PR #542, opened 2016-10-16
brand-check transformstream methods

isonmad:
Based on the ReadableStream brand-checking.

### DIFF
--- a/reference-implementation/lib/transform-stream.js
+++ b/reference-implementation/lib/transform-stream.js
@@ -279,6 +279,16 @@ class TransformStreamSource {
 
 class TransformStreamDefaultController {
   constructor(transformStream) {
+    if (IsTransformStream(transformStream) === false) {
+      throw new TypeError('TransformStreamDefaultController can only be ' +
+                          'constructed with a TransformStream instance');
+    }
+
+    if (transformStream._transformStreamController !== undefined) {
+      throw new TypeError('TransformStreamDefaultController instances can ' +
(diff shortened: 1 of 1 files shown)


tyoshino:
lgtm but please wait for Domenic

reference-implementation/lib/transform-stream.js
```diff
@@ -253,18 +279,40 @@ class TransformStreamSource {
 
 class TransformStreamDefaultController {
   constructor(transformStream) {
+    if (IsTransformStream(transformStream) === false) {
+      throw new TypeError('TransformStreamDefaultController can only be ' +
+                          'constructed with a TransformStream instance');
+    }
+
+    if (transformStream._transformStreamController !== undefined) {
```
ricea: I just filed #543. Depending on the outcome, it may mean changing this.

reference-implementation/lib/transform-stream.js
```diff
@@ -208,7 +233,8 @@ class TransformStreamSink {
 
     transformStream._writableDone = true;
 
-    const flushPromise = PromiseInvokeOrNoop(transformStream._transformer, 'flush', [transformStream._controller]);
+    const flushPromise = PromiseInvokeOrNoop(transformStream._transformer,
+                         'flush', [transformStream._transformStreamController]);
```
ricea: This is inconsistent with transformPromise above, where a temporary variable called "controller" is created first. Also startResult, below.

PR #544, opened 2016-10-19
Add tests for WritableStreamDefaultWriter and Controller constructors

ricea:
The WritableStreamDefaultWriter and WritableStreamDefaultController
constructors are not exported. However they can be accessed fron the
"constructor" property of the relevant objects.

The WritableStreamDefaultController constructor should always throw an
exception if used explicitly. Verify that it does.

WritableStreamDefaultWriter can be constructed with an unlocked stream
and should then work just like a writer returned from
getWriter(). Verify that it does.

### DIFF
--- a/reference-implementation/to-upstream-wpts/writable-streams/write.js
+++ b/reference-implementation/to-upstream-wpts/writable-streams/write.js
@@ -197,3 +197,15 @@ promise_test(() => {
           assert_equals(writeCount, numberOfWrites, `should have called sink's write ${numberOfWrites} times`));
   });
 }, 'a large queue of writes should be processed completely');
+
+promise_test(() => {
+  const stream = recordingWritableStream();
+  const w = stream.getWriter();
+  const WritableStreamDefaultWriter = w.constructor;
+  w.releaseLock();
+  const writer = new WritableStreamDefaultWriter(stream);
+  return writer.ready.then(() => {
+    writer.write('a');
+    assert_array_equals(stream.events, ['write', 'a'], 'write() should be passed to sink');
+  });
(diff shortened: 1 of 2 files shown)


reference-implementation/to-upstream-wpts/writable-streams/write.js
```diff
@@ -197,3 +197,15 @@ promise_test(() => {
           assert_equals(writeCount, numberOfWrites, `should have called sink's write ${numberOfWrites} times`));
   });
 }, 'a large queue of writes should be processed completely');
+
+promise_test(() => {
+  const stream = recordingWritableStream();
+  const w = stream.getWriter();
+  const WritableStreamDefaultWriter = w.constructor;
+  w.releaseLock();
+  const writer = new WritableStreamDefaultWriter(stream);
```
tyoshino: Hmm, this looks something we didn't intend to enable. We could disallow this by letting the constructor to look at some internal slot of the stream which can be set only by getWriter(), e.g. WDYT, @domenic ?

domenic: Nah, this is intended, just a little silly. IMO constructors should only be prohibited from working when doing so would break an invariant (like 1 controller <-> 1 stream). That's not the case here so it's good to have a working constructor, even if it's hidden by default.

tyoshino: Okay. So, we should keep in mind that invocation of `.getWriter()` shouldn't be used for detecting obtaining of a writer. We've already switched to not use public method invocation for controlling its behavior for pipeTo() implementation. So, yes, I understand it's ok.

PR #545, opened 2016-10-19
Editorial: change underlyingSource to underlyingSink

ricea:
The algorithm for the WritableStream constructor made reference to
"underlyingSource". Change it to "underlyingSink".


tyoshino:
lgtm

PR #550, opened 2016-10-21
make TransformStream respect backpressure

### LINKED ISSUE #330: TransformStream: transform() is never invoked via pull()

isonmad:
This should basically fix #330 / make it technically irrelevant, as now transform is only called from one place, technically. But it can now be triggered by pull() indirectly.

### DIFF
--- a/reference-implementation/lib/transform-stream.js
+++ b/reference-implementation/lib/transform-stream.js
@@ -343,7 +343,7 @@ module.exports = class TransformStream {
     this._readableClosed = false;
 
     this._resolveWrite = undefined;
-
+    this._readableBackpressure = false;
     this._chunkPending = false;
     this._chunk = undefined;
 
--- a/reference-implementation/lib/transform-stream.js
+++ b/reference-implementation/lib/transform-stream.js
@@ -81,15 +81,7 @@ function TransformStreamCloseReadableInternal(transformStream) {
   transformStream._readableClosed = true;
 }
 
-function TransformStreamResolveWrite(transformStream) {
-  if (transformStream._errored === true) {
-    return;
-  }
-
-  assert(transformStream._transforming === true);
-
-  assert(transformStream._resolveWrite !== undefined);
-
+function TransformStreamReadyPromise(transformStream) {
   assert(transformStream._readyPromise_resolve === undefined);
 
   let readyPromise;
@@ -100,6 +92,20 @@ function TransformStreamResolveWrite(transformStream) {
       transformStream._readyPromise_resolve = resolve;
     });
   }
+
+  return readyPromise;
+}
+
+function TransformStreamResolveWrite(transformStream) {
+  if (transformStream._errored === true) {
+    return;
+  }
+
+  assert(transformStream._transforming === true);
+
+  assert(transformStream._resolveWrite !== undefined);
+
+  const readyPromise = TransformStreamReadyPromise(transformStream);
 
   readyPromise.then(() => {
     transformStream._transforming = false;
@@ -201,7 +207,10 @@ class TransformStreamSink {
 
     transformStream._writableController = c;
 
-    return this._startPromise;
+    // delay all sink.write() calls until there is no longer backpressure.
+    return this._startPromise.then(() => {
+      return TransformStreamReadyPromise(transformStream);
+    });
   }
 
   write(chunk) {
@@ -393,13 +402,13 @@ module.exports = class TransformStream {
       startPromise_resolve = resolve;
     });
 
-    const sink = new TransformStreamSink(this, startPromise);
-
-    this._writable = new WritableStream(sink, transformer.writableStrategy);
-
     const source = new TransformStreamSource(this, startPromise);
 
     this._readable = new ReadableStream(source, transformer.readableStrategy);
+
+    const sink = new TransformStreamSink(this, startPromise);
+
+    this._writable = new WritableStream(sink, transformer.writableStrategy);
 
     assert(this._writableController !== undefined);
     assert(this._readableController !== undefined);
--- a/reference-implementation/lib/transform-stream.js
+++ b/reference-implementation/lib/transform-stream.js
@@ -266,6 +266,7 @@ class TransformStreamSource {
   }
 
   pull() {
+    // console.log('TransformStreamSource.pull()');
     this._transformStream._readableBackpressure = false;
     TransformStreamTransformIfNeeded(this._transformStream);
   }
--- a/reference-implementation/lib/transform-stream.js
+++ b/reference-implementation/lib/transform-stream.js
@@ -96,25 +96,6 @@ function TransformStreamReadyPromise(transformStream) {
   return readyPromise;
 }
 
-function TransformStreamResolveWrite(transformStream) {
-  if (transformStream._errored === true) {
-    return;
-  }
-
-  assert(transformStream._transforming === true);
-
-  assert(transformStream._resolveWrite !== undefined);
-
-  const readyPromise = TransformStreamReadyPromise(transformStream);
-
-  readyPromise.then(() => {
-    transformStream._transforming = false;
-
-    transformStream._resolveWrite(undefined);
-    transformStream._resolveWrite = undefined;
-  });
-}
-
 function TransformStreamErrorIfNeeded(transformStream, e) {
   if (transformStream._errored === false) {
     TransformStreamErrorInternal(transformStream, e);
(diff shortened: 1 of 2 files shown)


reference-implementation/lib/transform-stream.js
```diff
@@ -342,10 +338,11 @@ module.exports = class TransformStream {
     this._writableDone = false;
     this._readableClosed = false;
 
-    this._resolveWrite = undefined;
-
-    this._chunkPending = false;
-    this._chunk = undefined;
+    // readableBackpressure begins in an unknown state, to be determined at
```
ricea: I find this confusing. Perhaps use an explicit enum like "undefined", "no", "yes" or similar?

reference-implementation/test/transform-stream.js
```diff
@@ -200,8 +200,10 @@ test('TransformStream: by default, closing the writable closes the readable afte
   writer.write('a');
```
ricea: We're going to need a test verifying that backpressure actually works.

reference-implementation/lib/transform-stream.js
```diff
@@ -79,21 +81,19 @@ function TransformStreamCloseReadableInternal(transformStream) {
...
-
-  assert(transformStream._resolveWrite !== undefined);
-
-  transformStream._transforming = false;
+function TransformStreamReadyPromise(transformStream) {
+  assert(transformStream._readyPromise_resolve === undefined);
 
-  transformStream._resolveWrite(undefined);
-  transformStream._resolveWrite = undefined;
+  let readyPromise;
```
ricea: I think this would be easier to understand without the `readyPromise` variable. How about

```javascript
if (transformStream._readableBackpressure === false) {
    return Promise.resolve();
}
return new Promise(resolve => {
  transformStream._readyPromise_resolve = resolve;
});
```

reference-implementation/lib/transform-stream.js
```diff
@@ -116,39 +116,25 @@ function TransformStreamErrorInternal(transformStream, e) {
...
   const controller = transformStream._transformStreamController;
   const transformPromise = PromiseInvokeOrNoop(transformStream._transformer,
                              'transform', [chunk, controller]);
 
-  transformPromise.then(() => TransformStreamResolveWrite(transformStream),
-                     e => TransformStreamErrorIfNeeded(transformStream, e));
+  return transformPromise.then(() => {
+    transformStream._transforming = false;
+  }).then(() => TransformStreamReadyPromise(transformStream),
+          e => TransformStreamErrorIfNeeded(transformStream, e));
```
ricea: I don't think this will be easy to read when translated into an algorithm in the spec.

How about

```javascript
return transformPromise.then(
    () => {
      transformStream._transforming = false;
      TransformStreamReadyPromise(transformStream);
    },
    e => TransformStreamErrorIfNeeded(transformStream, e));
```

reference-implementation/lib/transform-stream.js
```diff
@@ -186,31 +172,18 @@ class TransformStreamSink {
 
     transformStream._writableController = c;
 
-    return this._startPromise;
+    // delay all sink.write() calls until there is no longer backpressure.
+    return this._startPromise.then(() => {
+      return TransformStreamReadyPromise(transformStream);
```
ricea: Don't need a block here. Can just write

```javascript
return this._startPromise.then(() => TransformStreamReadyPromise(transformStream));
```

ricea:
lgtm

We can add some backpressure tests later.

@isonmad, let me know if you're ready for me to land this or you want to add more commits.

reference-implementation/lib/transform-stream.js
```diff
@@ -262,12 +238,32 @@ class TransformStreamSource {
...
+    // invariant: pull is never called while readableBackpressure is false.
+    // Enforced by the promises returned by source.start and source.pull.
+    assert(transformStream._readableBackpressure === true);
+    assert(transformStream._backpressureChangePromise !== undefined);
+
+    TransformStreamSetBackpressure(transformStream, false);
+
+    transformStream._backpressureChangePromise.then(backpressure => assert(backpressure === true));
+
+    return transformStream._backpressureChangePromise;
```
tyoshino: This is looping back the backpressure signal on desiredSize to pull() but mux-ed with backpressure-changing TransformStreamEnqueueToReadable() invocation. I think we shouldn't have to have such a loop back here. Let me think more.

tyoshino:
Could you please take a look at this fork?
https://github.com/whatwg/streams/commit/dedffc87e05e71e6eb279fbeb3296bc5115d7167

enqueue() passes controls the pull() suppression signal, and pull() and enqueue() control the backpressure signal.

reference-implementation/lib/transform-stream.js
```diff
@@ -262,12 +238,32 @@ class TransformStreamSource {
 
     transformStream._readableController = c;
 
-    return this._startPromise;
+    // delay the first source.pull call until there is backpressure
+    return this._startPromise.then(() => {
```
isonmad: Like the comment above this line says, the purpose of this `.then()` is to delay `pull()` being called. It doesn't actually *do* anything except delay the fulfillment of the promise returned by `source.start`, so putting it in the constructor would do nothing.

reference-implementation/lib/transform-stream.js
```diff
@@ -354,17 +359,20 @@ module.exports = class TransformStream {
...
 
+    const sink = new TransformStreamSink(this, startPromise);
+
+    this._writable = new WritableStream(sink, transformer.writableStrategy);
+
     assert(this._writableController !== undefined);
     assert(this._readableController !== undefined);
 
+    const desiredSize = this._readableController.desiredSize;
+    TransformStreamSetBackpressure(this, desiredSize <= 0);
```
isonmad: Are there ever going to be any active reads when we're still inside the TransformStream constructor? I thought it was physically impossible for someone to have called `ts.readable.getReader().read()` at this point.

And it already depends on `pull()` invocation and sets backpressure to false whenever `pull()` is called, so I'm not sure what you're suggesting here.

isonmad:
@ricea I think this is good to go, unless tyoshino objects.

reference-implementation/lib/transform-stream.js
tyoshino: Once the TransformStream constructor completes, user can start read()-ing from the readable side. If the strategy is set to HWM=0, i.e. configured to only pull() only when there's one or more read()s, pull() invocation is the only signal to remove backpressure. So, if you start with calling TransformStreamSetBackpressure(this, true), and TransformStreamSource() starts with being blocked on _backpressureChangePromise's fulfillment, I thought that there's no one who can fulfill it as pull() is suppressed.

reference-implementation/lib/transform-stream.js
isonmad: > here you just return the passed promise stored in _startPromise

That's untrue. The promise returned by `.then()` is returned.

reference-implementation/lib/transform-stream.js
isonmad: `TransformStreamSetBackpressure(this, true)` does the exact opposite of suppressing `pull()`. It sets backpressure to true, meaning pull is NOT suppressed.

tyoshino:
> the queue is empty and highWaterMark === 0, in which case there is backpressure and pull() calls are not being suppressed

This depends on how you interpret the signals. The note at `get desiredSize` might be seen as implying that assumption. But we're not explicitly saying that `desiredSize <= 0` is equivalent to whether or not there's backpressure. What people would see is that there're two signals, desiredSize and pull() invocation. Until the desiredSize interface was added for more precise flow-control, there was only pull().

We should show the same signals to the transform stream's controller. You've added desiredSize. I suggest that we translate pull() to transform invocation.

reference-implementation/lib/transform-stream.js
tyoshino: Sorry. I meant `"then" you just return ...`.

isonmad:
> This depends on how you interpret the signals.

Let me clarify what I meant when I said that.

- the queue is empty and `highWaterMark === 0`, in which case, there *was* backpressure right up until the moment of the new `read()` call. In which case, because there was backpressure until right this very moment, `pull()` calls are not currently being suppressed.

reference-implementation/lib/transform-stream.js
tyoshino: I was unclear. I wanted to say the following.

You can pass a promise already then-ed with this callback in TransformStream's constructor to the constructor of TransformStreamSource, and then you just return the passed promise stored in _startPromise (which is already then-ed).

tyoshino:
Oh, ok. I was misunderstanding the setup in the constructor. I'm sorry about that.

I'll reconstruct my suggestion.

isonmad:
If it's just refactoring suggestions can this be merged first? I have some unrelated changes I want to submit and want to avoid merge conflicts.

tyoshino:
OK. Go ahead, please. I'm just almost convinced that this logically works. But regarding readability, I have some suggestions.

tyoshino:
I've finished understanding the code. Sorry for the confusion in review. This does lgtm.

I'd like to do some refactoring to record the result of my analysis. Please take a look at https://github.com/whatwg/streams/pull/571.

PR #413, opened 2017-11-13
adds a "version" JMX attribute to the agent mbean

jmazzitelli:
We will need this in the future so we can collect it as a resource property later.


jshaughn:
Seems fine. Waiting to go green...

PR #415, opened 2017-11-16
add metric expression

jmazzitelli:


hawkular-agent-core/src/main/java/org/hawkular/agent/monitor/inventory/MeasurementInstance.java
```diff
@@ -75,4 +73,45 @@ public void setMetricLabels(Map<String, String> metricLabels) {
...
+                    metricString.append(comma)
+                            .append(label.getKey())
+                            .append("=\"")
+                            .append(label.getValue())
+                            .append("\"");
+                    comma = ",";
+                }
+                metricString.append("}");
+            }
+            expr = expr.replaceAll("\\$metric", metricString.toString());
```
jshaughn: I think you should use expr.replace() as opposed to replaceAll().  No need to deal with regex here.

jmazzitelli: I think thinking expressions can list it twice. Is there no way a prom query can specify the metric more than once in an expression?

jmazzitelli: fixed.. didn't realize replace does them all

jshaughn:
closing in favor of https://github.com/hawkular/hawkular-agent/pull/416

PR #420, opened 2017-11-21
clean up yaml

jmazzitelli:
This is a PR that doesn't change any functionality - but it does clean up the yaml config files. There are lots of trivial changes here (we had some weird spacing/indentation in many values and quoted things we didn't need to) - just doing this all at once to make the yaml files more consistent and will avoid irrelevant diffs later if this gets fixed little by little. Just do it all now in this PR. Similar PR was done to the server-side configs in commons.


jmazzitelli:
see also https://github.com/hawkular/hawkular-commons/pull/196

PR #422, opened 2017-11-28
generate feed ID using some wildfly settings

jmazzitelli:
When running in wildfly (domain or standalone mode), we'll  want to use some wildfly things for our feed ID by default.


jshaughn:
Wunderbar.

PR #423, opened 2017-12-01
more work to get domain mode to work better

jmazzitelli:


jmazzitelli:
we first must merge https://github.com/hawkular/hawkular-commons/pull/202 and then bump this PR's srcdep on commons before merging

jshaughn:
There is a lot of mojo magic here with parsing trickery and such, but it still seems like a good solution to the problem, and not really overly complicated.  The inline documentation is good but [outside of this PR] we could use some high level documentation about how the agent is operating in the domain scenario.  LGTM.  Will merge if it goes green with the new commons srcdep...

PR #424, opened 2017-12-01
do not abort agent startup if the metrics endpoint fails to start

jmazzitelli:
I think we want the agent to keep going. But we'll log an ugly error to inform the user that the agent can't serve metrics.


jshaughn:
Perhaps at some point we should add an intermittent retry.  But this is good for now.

★ ★ ★

REQUIRED ACTION: Your answer must be one number: how many lines of the entries hold the string "things".

SOLUTION: 2